*Saved entries*

==*==

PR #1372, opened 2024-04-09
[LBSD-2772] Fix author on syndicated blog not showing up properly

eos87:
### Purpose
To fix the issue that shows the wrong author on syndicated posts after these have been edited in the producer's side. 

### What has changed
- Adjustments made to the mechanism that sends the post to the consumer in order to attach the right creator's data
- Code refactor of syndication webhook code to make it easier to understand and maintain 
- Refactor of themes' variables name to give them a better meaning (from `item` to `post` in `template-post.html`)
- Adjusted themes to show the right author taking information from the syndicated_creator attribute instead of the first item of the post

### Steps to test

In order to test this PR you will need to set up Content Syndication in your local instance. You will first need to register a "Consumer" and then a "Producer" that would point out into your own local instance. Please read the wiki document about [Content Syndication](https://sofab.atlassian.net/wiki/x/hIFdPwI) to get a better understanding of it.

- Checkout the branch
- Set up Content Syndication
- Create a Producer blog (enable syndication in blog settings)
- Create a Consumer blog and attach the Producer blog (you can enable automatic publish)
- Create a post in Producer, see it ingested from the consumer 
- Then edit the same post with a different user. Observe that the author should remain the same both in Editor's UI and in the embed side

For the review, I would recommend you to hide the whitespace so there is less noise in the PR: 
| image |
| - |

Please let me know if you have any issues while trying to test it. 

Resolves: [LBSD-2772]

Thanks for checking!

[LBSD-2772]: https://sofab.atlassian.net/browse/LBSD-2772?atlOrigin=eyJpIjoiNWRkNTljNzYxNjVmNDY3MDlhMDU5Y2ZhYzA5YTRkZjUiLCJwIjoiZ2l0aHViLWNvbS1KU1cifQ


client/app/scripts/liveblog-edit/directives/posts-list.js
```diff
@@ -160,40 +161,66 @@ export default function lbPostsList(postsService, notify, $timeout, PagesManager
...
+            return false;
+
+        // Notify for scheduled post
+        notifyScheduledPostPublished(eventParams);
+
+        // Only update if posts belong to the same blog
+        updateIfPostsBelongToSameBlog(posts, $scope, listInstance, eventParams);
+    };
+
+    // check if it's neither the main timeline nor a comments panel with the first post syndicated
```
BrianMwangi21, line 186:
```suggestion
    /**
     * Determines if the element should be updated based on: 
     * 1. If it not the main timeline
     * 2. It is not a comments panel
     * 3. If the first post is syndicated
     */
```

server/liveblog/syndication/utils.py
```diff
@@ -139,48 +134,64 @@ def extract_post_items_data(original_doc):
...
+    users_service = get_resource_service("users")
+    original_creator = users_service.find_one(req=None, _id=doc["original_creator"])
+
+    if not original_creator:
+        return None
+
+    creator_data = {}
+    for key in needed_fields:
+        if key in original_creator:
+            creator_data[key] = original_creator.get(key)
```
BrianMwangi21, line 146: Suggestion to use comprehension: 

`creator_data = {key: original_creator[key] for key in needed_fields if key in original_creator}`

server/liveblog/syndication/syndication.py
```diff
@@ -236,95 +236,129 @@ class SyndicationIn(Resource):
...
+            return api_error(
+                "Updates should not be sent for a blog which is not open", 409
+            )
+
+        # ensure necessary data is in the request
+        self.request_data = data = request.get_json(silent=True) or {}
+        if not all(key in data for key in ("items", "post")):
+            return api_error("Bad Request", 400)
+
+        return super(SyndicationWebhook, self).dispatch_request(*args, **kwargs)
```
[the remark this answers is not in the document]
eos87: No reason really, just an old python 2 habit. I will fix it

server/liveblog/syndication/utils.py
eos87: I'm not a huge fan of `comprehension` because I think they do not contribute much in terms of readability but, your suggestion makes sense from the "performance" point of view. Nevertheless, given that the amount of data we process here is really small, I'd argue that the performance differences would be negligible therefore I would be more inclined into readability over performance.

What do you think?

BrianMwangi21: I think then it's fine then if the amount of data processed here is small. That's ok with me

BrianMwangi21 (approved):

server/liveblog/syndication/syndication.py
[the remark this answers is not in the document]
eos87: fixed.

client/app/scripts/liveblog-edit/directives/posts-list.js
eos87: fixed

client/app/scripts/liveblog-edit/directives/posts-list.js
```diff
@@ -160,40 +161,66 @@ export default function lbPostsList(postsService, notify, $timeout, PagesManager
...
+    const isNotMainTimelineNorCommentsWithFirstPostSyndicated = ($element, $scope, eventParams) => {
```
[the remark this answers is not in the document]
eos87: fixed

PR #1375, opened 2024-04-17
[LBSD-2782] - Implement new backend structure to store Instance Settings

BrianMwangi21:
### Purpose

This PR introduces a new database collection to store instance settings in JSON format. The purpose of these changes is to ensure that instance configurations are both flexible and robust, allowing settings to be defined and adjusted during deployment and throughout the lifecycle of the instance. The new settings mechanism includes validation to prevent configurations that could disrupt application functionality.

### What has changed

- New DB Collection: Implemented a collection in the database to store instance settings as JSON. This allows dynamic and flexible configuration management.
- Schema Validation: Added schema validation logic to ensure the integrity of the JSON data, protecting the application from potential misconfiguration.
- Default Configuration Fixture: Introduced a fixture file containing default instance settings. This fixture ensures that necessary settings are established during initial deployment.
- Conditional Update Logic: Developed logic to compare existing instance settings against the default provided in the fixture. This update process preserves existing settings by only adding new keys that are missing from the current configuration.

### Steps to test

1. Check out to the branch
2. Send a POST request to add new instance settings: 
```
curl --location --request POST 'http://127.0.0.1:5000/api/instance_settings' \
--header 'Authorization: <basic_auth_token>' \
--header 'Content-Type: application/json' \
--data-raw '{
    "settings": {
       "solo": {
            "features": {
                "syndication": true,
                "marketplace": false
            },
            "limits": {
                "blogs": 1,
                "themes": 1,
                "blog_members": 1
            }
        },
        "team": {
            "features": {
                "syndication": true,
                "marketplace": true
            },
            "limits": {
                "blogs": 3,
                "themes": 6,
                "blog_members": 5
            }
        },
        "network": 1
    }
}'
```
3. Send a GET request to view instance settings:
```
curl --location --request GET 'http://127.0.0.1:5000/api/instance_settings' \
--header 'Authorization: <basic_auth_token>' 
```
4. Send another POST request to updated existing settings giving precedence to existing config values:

==*==

*What to do*
Reproduce the data verbatim, line for line.

*Answer to the exercise*
PR #1372, opened 2024-04-09
[LBSD-2772] Fix author on syndicated blog not showing up properly

eos87:
### Purpose
To fix the issue that shows the wrong author on syndicated posts after these have been edited in the producer's side. 

### What has changed
- Adjustments made to the mechanism that sends the post to the consumer in order to attach the right creator's data
- Code refactor of syndication webhook code to make it easier to understand and maintain 
- Refactor of themes' variables name to give them a better meaning (from `item` to `post` in `template-post.html`)
- Adjusted themes to show the right author taking information from the syndicated_creator attribute instead of the first item of the post

### Steps to test

In order to test this PR you will need to set up Content Syndication in your local instance. You will first need to register a "Consumer" and then a "Producer" that would point out into your own local instance. Please read the wiki document about [Content Syndication](https://sofab.atlassian.net/wiki/x/hIFdPwI) to get a better understanding of it.

- Checkout the branch
- Set up Content Syndication
- Create a Producer blog (enable syndication in blog settings)
- Create a Consumer blog and attach the Producer blog (you can enable automatic publish)
- Create a post in Producer, see it ingested from the consumer 
- Then edit the same post with a different user. Observe that the author should remain the same both in Editor's UI and in the embed side

For the review, I would recommend you to hide the whitespace so there is less noise in the PR: 
| image |
| - |

Please let me know if you have any issues while trying to test it. 

Resolves: [LBSD-2772]

Thanks for checking!

[LBSD-2772]: https://sofab.atlassian.net/browse/LBSD-2772?atlOrigin=eyJpIjoiNWRkNTljNzYxNjVmNDY3MDlhMDU5Y2ZhYzA5YTRkZjUiLCJwIjoiZ2l0aHViLWNvbS1KU1cifQ


client/app/scripts/liveblog-edit/directives/posts-list.js
```diff
@@ -160,40 +161,66 @@ export default function lbPostsList(postsService, notify, $timeout, PagesManager
...
+            return false;
+
+        // Notify for scheduled post
+        notifyScheduledPostPublished(eventParams);
+
+        // Only update if posts belong to the same blog
+        updateIfPostsBelongToSameBlog(posts, $scope, listInstance, eventParams);
+    };
+
+    // check if it's neither the main timeline nor a comments panel with the first post syndicated
```
BrianMwangi21, line 186:
```suggestion
    /**
     * Determines if the element should be updated based on: 
     * 1. If it not the main timeline
     * 2. It is not a comments panel
     * 3. If the first post is syndicated
     */
```

server/liveblog/syndication/utils.py
```diff
@@ -139,48 +134,64 @@ def extract_post_items_data(original_doc):
...
+    users_service = get_resource_service("users")
+    original_creator = users_service.find_one(req=None, _id=doc["original_creator"])
+
+    if not original_creator:
+        return None
+
+    creator_data = {}
+    for key in needed_fields:
+        if key in original_creator:
+            creator_data[key] = original_creator.get(key)
```
BrianMwangi21, line 146: Suggestion to use comprehension: 

`creator_data = {key: original_creator[key] for key in needed_fields if key in original_creator}`

server/liveblog/syndication/syndication.py
```diff
@@ -236,95 +236,129 @@ class SyndicationIn(Resource):
...
+            return api_error(
+                "Updates should not be sent for a blog which is not open", 409
+            )
+
+        # ensure necessary data is in the request
+        self.request_data = data = request.get_json(silent=True) or {}
+        if not all(key in data for key in ("items", "post")):
+            return api_error("Bad Request", 400)
+
+        return super(SyndicationWebhook, self).dispatch_request(*args, **kwargs)
```
[the remark this answers is not in the document]
eos87: No reason really, just an old python 2 habit. I will fix it

server/liveblog/syndication/utils.py
eos87: I'm not a huge fan of `comprehension` because I think they do not contribute much in terms of readability but, your suggestion makes sense from the "performance" point of view. Nevertheless, given that the amount of data we process here is really small, I'd argue that the performance differences would be negligible therefore I would be more inclined into readability over performance.

What do you think?

BrianMwangi21: I think then it's fine then if the amount of data processed here is small. That's ok with me

BrianMwangi21 (approved):

server/liveblog/syndication/syndication.py
[the remark this answers is not in the document]
eos87: fixed.

client/app/scripts/liveblog-edit/directives/posts-list.js
eos87: fixed

client/app/scripts/liveblog-edit/directives/posts-list.js
```diff
@@ -160,40 +161,66 @@ export default function lbPostsList(postsService, notify, $timeout, PagesManager
...
+    const isNotMainTimelineNorCommentsWithFirstPostSyndicated = ($element, $scope, eventParams) => {
```
[the remark this answers is not in the document]
eos87: fixed

PR #1375, opened 2024-04-17
[LBSD-2782] - Implement new backend structure to store Instance Settings

BrianMwangi21:
### Purpose

This PR introduces a new database collection to store instance settings in JSON format. The purpose of these changes is to ensure that instance configurations are both flexible and robust, allowing settings to be defined and adjusted during deployment and throughout the lifecycle of the instance. The new settings mechanism includes validation to prevent configurations that could disrupt application functionality.

### What has changed

- New DB Collection: Implemented a collection in the database to store instance settings as JSON. This allows dynamic and flexible configuration management.
- Schema Validation: Added schema validation logic to ensure the integrity of the JSON data, protecting the application from potential misconfiguration.
- Default Configuration Fixture: Introduced a fixture file containing default instance settings. This fixture ensures that necessary settings are established during initial deployment.
- Conditional Update Logic: Developed logic to compare existing instance settings against the default provided in the fixture. This update process preserves existing settings by only adding new keys that are missing from the current configuration.

### Steps to test

1. Check out to the branch
2. Send a POST request to add new instance settings: 
```
curl --location --request POST 'http://127.0.0.1:5000/api/instance_settings' \
--header 'Authorization: <basic_auth_token>' \
--header 'Content-Type: application/json' \
--data-raw '{
    "settings": {
       "solo": {
            "features": {
                "syndication": true,
                "marketplace": false
            },
            "limits": {
                "blogs": 1,
                "themes": 1,
                "blog_members": 1
            }
        },
        "team": {
            "features": {
                "syndication": true,
                "marketplace": true
            },
            "limits": {
                "blogs": 3,
                "themes": 6,
                "blog_members": 5
            }
        },
        "network": 1
    }
}'
```
3. Send a GET request to view instance settings:
```
curl --location --request GET 'http://127.0.0.1:5000/api/instance_settings' \
--header 'Authorization: <basic_auth_token>' 
```
4. Send another POST request to updated existing settings giving precedence to existing config values:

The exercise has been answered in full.